Below are the records; copy every line in them that holds the string "close".

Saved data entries
········
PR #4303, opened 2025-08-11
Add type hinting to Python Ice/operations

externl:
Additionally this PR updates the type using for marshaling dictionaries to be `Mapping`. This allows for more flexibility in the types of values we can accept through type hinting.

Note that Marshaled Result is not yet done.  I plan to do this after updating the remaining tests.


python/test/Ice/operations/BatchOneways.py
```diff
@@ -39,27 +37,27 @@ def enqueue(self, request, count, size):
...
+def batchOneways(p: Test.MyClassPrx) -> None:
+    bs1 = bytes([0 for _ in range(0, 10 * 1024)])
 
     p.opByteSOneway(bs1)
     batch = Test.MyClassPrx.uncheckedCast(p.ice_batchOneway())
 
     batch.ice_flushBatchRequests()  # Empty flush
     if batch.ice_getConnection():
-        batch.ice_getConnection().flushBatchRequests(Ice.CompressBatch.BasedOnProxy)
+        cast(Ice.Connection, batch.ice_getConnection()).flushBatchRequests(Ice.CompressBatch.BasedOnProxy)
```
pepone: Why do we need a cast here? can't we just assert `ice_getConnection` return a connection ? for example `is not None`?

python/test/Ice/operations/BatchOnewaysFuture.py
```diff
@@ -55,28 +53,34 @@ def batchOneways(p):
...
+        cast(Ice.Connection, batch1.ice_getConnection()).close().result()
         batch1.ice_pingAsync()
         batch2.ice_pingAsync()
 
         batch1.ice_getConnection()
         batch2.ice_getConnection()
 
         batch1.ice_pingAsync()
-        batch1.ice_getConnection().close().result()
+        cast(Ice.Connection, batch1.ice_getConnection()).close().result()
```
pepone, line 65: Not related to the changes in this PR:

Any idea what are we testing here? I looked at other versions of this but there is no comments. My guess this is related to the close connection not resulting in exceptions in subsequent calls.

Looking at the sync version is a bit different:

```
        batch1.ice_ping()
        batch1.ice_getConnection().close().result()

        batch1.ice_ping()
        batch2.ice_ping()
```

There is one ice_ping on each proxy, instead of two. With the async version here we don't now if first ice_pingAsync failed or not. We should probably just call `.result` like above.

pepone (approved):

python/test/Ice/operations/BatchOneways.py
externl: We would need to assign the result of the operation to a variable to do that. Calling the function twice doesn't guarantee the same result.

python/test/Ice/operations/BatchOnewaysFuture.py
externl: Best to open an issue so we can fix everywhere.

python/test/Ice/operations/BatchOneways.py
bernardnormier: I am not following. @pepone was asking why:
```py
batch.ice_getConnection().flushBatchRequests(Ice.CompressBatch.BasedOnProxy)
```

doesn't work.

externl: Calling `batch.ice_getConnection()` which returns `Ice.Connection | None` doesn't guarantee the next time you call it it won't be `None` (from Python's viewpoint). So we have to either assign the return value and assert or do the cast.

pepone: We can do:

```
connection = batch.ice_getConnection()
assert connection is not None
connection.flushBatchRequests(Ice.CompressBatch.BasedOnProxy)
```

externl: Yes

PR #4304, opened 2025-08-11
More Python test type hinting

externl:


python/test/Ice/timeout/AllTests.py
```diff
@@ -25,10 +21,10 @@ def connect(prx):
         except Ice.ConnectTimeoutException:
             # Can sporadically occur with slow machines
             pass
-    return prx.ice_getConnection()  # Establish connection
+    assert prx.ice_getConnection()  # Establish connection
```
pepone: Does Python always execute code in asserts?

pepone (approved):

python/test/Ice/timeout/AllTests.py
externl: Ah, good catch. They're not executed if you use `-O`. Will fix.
········
### ANSWER TO THIS TASK:
+        cast(Ice.Connection, batch1.ice_getConnection()).close().result()
-        batch1.ice_getConnection().close().result()
+        cast(Ice.Connection, batch1.ice_getConnection()).close().result()
Any idea what are we testing here? I looked at other versions of this but there is no comments. My guess this is related to the close connection not resulting in exceptions in subsequent calls.
        batch1.ice_getConnection().close().result()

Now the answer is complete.